▶ _What to work on_
Of all the lines in the records below, copy only those that contain the string "expect".

▶ _Study material_
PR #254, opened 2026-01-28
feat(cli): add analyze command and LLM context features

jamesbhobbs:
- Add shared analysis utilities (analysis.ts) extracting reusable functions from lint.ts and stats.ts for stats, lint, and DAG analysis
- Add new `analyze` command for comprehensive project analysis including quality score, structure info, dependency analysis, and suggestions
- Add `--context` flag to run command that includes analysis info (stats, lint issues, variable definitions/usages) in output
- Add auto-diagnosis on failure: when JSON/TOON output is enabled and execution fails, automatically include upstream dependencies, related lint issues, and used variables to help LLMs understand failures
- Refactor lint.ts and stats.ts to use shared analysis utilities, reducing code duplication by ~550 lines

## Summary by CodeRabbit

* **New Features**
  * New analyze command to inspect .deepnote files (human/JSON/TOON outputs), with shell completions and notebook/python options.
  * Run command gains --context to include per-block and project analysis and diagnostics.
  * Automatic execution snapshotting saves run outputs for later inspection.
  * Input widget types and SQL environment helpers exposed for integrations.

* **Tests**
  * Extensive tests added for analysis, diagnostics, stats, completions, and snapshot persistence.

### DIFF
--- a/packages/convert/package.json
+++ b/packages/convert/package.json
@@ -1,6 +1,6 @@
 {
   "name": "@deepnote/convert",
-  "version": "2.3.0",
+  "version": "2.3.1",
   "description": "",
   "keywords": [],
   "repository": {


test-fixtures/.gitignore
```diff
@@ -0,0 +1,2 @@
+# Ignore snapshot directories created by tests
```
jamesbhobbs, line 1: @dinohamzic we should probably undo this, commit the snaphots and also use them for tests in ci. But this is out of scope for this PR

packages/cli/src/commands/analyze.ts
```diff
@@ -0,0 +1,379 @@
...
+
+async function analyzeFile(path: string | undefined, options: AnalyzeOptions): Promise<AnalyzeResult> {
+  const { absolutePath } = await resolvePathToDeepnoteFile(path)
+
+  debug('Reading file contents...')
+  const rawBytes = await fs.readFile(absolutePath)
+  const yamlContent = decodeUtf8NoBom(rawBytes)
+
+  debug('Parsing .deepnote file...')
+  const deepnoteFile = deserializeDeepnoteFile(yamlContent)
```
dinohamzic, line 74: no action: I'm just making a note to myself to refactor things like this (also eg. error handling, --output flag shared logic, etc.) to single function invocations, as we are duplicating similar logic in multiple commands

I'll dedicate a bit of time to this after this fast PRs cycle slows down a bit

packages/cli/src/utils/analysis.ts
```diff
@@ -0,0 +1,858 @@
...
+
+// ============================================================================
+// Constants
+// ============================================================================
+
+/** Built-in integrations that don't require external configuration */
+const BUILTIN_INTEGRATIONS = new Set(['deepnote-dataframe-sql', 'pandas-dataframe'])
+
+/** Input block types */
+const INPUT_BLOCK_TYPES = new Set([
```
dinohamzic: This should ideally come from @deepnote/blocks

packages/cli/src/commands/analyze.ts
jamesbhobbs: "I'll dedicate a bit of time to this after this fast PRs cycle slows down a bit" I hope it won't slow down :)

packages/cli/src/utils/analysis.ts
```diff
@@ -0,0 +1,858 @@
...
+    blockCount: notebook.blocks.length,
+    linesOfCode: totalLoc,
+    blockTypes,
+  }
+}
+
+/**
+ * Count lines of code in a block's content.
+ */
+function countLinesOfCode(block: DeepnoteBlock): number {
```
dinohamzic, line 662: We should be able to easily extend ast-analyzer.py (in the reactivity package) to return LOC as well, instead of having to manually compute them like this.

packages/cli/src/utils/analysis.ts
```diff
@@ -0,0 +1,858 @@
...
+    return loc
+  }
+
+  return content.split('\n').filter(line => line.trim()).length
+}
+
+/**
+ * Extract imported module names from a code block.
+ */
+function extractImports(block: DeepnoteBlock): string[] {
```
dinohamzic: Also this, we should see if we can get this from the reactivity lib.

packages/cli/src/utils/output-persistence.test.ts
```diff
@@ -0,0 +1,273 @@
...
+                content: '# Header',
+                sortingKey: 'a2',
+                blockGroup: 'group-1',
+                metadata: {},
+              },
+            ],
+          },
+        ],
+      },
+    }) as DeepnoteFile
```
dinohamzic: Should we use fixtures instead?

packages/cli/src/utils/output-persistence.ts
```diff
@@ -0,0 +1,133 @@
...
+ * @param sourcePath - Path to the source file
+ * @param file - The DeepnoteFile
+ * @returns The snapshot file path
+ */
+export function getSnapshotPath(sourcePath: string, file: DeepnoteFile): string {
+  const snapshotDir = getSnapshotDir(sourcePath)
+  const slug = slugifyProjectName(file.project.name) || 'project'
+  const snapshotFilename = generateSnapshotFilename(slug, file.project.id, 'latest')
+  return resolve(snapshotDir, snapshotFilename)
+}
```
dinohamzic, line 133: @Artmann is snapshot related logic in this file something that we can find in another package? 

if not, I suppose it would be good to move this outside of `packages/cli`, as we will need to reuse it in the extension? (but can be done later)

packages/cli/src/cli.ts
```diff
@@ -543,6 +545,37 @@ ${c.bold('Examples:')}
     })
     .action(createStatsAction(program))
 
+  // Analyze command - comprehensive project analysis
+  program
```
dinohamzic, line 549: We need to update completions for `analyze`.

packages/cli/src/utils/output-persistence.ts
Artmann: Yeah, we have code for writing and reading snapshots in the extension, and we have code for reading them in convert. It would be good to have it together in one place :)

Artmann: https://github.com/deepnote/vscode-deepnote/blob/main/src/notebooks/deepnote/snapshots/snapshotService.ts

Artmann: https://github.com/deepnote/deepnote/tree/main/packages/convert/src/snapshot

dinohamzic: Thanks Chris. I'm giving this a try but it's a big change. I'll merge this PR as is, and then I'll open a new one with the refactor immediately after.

...

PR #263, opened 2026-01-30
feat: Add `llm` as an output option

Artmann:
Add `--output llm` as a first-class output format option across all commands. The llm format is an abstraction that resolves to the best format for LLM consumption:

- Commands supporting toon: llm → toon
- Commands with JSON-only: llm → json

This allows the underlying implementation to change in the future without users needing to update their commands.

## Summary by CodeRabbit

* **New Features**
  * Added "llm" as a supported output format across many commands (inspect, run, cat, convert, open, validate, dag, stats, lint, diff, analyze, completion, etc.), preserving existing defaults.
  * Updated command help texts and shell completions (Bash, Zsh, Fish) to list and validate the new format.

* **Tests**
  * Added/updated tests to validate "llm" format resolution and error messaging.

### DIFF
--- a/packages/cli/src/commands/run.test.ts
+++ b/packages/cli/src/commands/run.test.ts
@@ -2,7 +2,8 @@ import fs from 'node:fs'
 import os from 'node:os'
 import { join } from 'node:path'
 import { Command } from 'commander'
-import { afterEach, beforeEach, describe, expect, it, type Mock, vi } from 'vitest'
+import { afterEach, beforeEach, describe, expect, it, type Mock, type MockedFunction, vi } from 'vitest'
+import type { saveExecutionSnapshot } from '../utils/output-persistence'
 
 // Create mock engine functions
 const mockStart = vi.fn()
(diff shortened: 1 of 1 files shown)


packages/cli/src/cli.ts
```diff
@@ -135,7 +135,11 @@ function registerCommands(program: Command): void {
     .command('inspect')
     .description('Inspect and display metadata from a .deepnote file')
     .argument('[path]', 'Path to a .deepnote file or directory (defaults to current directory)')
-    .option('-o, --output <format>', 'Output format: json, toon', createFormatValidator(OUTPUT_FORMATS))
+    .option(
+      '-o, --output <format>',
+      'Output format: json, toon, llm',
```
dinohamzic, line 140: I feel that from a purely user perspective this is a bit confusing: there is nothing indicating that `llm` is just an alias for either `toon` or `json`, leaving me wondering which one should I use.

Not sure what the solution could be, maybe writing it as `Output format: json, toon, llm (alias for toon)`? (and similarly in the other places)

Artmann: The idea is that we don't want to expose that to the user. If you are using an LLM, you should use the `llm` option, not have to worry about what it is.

▶ _Your response_
-import { afterEach, beforeEach, describe, expect, it, type Mock, vi } from 'vitest'
+import { afterEach, beforeEach, describe, expect, it, type Mock, type MockedFunction, vi } from 'vitest'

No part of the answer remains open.